▸ **About this task**: Go to the line below containing "rrama, line 127: Nitpick: TBH, I" and print exactly from there through the line containing "Reduced coverage of", both included. Print nothing else.
** Opening Data to examine block **
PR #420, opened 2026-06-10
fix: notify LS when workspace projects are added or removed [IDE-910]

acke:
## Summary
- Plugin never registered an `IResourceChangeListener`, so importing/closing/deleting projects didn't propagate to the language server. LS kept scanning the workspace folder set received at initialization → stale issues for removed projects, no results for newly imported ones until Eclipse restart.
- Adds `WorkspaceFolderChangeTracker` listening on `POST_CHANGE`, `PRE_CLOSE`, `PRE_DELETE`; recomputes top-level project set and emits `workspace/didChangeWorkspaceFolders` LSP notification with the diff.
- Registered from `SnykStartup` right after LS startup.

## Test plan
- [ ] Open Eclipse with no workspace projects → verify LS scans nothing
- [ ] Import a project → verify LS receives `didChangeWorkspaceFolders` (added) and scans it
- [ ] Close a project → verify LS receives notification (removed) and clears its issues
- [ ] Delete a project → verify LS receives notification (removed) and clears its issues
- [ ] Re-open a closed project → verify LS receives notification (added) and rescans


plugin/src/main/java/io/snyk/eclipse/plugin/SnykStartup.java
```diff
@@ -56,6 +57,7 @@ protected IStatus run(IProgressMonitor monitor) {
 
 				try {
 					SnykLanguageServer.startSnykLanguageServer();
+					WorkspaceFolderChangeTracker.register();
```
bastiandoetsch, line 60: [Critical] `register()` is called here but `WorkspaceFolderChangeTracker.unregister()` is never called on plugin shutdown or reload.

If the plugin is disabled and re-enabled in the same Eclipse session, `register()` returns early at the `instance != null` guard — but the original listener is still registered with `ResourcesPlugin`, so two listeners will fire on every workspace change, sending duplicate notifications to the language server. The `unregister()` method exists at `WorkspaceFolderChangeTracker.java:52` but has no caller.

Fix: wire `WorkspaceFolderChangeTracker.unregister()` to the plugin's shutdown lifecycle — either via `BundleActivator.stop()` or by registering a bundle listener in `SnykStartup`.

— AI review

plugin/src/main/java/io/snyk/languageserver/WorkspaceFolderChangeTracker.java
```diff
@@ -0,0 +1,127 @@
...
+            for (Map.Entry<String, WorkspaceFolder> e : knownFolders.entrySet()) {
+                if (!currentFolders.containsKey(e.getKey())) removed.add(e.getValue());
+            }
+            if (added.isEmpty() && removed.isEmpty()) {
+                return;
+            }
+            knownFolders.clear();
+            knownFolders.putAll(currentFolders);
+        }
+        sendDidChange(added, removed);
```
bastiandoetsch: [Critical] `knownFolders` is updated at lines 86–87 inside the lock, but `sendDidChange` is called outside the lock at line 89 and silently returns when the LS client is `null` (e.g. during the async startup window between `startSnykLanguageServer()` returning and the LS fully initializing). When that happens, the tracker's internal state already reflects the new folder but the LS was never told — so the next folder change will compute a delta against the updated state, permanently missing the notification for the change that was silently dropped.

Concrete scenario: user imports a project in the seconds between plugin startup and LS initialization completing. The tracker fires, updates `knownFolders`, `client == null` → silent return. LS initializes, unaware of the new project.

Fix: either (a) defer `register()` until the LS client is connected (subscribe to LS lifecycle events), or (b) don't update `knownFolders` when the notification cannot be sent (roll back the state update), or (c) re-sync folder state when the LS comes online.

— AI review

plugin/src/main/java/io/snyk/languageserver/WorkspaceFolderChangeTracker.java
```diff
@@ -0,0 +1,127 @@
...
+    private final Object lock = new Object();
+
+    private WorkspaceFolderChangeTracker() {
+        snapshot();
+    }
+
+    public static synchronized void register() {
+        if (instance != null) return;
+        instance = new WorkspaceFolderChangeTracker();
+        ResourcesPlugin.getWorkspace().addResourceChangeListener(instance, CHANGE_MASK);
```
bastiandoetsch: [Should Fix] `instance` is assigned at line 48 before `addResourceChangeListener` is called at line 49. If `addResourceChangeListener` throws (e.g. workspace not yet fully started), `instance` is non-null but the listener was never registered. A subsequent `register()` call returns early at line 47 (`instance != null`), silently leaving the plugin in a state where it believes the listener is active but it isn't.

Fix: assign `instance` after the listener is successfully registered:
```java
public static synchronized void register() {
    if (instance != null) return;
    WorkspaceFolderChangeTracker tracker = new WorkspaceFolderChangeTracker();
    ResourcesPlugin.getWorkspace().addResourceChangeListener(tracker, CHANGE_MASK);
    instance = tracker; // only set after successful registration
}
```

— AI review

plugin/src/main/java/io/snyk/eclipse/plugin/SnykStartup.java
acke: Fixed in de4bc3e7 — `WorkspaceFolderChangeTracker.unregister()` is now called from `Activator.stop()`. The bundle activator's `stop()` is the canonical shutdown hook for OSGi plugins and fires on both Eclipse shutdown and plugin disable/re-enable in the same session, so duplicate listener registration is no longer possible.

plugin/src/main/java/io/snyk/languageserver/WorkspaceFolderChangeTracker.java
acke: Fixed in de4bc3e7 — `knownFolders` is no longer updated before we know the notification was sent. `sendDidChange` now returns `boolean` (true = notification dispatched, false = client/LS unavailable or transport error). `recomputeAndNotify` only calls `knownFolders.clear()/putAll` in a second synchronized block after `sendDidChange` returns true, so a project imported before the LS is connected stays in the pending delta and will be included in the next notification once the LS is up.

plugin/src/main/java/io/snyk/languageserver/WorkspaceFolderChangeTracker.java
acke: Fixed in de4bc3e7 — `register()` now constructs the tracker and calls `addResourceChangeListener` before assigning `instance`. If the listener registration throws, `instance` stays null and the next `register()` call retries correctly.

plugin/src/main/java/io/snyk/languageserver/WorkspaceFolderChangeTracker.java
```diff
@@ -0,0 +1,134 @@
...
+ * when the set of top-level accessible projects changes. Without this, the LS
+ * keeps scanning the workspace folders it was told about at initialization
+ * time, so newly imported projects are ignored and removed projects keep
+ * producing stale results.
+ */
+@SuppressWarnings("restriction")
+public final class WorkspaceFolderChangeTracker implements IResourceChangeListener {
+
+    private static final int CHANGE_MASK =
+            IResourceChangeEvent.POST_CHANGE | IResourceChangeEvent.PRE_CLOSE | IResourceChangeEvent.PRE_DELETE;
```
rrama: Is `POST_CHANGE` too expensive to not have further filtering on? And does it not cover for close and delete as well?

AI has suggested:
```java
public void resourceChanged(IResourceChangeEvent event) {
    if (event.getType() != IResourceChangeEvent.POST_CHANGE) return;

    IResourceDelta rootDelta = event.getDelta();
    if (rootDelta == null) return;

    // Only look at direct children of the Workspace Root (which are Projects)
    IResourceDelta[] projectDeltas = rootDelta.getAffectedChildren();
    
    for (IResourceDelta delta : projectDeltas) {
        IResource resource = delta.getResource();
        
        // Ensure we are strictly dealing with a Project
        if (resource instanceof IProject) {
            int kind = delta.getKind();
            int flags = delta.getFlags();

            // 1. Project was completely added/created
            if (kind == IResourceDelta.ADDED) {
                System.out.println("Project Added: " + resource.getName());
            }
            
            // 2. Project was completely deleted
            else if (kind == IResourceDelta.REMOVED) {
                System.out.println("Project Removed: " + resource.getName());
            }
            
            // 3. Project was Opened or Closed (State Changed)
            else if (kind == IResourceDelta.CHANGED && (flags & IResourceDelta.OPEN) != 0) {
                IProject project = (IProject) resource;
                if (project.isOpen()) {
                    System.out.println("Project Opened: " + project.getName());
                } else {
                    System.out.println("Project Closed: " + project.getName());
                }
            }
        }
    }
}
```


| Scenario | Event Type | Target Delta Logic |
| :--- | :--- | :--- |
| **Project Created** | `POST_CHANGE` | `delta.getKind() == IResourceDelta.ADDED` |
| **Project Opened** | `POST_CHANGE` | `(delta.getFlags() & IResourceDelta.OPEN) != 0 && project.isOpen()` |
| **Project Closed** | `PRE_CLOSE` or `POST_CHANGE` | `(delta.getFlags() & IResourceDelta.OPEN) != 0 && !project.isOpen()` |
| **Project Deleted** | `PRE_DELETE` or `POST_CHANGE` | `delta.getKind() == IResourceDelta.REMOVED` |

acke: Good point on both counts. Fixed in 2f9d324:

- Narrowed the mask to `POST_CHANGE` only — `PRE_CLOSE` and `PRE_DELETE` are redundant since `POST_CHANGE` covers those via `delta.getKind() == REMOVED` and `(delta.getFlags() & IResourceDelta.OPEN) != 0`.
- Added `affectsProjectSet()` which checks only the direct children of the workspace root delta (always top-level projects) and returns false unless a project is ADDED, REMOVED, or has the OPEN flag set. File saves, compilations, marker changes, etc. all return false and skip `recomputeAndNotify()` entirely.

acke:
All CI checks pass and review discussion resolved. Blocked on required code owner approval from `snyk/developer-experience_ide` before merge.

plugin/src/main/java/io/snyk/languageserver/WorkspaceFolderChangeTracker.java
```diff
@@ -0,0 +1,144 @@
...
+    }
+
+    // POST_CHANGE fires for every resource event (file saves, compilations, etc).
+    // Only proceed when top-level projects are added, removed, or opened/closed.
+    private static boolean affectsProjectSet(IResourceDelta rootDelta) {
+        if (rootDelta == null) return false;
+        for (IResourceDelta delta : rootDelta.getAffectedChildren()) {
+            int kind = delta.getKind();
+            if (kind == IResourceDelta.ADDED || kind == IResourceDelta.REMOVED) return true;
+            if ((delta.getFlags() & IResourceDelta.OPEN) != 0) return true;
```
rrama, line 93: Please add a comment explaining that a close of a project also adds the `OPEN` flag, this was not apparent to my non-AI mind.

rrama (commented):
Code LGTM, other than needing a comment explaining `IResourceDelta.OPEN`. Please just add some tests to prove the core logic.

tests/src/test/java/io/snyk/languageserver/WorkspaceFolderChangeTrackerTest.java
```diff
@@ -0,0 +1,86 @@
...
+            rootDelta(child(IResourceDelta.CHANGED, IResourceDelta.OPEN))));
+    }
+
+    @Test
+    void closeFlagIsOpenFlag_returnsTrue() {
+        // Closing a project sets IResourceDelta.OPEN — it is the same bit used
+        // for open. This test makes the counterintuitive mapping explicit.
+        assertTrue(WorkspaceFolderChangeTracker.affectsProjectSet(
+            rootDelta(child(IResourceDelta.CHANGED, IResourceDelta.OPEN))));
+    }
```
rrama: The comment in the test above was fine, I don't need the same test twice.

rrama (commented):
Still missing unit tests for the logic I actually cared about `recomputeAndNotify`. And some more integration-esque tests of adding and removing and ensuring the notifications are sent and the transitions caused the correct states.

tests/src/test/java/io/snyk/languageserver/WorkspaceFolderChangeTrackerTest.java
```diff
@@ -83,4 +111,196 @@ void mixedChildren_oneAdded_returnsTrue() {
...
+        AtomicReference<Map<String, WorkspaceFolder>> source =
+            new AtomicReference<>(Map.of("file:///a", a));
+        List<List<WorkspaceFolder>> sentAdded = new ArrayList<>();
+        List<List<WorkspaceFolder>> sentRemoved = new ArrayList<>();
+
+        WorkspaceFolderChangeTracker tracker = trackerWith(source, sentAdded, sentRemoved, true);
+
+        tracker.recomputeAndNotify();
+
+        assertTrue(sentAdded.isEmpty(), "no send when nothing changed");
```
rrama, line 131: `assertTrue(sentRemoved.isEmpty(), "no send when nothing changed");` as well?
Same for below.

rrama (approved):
** Closing Data to examine block **
** Opening Data to examine block **
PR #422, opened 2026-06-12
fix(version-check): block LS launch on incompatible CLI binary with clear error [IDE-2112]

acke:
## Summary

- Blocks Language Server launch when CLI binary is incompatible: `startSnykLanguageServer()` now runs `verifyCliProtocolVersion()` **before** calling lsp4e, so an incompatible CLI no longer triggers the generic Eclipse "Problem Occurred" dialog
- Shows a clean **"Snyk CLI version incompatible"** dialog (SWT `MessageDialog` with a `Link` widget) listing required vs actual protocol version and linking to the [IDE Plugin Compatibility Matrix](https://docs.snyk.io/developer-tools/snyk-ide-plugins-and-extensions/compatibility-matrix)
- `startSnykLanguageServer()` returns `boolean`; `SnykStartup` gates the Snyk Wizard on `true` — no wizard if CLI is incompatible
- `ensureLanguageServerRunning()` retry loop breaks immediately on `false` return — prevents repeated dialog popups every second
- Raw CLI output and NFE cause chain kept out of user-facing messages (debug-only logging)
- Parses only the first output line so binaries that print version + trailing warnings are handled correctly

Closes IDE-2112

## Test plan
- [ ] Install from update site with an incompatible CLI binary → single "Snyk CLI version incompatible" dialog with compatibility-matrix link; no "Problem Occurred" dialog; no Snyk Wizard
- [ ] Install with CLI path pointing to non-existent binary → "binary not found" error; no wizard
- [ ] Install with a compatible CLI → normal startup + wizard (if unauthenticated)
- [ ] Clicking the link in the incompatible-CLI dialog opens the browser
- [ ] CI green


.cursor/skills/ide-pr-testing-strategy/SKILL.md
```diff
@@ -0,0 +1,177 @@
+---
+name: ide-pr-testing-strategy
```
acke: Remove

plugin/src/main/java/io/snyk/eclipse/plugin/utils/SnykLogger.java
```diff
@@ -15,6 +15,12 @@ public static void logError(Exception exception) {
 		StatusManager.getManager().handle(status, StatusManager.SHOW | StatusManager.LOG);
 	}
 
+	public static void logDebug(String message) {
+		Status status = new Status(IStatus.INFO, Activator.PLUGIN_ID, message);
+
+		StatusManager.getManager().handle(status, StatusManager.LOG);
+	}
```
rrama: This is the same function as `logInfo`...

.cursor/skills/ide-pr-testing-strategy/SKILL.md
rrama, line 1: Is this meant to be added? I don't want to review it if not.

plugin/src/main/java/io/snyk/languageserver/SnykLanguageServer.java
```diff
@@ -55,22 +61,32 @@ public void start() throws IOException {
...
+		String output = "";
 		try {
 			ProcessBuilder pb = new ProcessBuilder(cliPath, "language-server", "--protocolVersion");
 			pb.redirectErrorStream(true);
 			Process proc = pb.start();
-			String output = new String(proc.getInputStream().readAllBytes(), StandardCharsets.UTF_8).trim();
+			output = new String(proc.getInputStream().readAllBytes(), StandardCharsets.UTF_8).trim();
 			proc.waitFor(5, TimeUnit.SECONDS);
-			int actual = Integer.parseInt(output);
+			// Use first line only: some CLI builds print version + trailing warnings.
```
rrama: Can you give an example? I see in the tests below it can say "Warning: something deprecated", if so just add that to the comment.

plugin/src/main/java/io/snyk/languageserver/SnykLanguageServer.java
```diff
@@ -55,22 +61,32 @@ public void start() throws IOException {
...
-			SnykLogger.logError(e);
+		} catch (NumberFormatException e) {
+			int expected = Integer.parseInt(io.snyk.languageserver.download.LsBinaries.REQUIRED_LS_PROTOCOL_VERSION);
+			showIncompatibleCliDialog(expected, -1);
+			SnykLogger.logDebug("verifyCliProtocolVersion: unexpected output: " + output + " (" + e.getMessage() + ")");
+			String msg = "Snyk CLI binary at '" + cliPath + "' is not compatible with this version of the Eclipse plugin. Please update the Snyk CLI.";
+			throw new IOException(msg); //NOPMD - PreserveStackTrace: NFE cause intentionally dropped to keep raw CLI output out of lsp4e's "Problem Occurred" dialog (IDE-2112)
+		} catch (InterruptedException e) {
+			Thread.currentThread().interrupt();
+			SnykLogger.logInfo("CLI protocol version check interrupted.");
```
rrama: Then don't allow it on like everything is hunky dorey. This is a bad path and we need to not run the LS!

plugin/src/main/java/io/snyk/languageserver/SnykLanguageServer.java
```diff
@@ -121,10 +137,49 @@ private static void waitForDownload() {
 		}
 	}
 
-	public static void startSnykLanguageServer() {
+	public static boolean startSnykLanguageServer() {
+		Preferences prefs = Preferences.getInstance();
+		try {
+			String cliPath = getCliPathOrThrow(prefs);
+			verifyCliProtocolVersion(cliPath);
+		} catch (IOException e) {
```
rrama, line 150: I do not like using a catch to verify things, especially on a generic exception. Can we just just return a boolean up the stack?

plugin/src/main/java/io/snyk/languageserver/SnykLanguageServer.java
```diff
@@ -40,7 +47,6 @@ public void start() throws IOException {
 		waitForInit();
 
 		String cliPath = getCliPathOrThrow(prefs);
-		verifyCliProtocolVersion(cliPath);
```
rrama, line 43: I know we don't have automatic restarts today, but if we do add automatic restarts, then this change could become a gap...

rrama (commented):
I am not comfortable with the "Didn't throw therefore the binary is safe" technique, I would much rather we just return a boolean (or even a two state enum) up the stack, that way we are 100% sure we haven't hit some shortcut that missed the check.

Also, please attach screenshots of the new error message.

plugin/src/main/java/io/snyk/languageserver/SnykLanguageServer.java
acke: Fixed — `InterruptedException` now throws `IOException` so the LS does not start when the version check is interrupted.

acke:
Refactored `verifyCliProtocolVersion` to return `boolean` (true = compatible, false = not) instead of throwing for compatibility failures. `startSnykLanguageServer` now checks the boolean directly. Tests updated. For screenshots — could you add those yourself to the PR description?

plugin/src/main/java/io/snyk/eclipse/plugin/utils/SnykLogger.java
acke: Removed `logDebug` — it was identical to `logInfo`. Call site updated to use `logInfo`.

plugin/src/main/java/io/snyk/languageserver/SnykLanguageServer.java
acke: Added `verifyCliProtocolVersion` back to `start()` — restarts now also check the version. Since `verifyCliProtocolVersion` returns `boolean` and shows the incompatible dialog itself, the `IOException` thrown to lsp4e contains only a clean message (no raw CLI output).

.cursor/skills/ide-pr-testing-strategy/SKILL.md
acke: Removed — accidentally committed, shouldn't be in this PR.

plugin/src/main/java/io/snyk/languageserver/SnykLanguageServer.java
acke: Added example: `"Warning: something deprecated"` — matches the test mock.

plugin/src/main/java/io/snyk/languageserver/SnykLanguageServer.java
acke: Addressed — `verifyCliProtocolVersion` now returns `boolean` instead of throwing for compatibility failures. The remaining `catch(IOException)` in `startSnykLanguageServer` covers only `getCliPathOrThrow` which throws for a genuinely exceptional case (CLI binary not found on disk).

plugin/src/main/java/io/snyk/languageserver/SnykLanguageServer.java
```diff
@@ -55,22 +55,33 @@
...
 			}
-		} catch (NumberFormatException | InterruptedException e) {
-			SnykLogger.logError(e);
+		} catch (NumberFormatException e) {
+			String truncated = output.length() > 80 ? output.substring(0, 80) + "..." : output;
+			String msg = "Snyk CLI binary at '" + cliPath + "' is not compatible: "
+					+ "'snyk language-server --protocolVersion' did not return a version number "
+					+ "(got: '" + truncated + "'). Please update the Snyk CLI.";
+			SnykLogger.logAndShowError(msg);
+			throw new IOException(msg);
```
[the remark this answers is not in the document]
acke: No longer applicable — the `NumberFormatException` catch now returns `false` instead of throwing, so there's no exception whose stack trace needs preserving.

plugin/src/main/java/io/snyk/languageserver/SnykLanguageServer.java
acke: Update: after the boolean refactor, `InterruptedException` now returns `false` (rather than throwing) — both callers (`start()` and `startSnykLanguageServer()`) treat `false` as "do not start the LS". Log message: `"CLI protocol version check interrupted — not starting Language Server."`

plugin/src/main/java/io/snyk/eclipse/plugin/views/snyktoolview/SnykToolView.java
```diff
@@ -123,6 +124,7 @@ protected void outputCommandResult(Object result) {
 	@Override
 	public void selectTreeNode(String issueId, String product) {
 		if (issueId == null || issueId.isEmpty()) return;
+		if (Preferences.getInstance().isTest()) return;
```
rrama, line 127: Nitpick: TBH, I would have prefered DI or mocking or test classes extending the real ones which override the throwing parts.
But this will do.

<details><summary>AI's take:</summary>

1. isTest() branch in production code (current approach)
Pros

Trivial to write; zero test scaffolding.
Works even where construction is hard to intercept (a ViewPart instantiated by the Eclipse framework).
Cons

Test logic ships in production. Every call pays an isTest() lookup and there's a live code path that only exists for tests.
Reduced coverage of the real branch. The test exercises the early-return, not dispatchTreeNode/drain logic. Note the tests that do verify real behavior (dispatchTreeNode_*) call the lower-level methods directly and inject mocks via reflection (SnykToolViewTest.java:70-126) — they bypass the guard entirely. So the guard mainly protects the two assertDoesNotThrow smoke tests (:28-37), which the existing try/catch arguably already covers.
** Closing Data to examine block **
▸ **Written response**:
rrama, line 127: Nitpick: TBH, I would have prefered DI or mocking or test classes extending the real ones which override the throwing parts.
But this will do.

<details><summary>AI's take:</summary>

1. isTest() branch in production code (current approach)
Pros

Trivial to write; zero test scaffolding.
Works even where construction is hard to intercept (a ViewPart instantiated by the Eclipse framework).
Cons

Test logic ships in production. Every call pays an isTest() lookup and there's a live code path that only exists for tests.
Reduced coverage of the real branch. The test exercises the early-return, not dispatchTreeNode/drain logic. Note the tests that do verify real behavior (dispatchTreeNode_*) call the lower-level methods directly and inject mocks via reflection (SnykToolViewTest.java:70-126) — they bypass the guard entirely. So the guard mainly protects the two assertDoesNotThrow smoke tests (:28-37), which the existing try/catch arguably already covers.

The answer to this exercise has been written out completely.